PR #2519, opened 2020-10-26
feature: support injecting lua_ssl_trusted_certificate.

tokers:

Support to configure `lua_ssl_trusted_certificate` in configuration, so that one can use the certs signed by their own CA as an external dependency of APISIX, like ETCD.

This PR is necessary for the subsequent TLS for ETCD connection feature.

### Pre-submission checklist:

### DIFF
--- a/bin/apisix
+++ b/bin/apisix
@@ -389,6 +389,10 @@ http {
         ssl_session_cache    shared:SSL:20m;
         ssl_session_timeout 10m;
 
+        {% if ssl.ssl_trusted_certificate ~= nil then %}
+        lua_ssl_trusted_certificate {* ssl.ssl_trusted_certificate *};
+        {% end %}
+
         ssl_protocols {* ssl.ssl_protocols *};
         ssl_ciphers {* ssl.ssl_ciphers *};
         ssl_prefer_server_ciphers on;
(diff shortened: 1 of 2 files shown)


moonming:
Is this also work for vault?

conf/config-default.yaml
```diff
@@ -101,6 +101,9 @@ apisix:
     enable: true
     enable_http2: true
     listen_port: 9443
+    ssl_trusted_certificate: /path/to/ca-cert # Specifies a file path with trusted CA certificates in the PEM format
+                                              # used to verify the certificate when APISIX needs to do SSL/TLS handshaking
+                                              # with external services (e.g. ETCD)
```
spacewander, line 106: ETCD => etcd

bin/apisix
```diff
@@ -389,6 +389,10 @@ http {
         ssl_session_cache    shared:SSL:20m;
         ssl_session_timeout 10m;
 
+        {% if ssl.ssl_trusted_certificate ~= nil then %}
+        lua_ssl_trusted_certificate {* ssl.ssl_trusted_certificate *};
```
spacewander, line 393: Better to check if the certificate exists before generating the configuration.

conf/config-default.yaml
tokers: Is this the conventional way in APISIX?

bin/apisix
tokers: OK

tokers:
> Is this also work for vault?

Yes, actually for all the external services.

bin/apisix
tokers: Added.

spacewander (approved):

** EXERCISE OBJECTIVE **
Your reply should consist of all the records, set down exactly.

** SOLUTION TO THIS PROBLEM **
PR #2519, opened 2020-10-26
feature: support injecting lua_ssl_trusted_certificate.

tokers:

Support to configure `lua_ssl_trusted_certificate` in configuration, so that one can use the certs signed by their own CA as an external dependency of APISIX, like ETCD.

This PR is necessary for the subsequent TLS for ETCD connection feature.

### Pre-submission checklist:

### DIFF
--- a/bin/apisix
+++ b/bin/apisix
@@ -389,6 +389,10 @@ http {
         ssl_session_cache    shared:SSL:20m;
         ssl_session_timeout 10m;
 
+        {% if ssl.ssl_trusted_certificate ~= nil then %}
+        lua_ssl_trusted_certificate {* ssl.ssl_trusted_certificate *};
+        {% end %}
+
         ssl_protocols {* ssl.ssl_protocols *};
         ssl_ciphers {* ssl.ssl_ciphers *};
         ssl_prefer_server_ciphers on;
(diff shortened: 1 of 2 files shown)


moonming:
Is this also work for vault?

conf/config-default.yaml
```diff
@@ -101,6 +101,9 @@ apisix:
     enable: true
     enable_http2: true
     listen_port: 9443
+    ssl_trusted_certificate: /path/to/ca-cert # Specifies a file path with trusted CA certificates in the PEM format
+                                              # used to verify the certificate when APISIX needs to do SSL/TLS handshaking
+                                              # with external services (e.g. ETCD)
```
spacewander, line 106: ETCD => etcd

bin/apisix
```diff
@@ -389,6 +389,10 @@ http {
         ssl_session_cache    shared:SSL:20m;
         ssl_session_timeout 10m;
 
+        {% if ssl.ssl_trusted_certificate ~= nil then %}
+        lua_ssl_trusted_certificate {* ssl.ssl_trusted_certificate *};
```
spacewander, line 393: Better to check if the certificate exists before generating the configuration.

conf/config-default.yaml
tokers: Is this the conventional way in APISIX?

bin/apisix
tokers: OK

tokers:
> Is this also work for vault?

Yes, actually for all the external services.

bin/apisix
tokers: Added.

spacewander (approved):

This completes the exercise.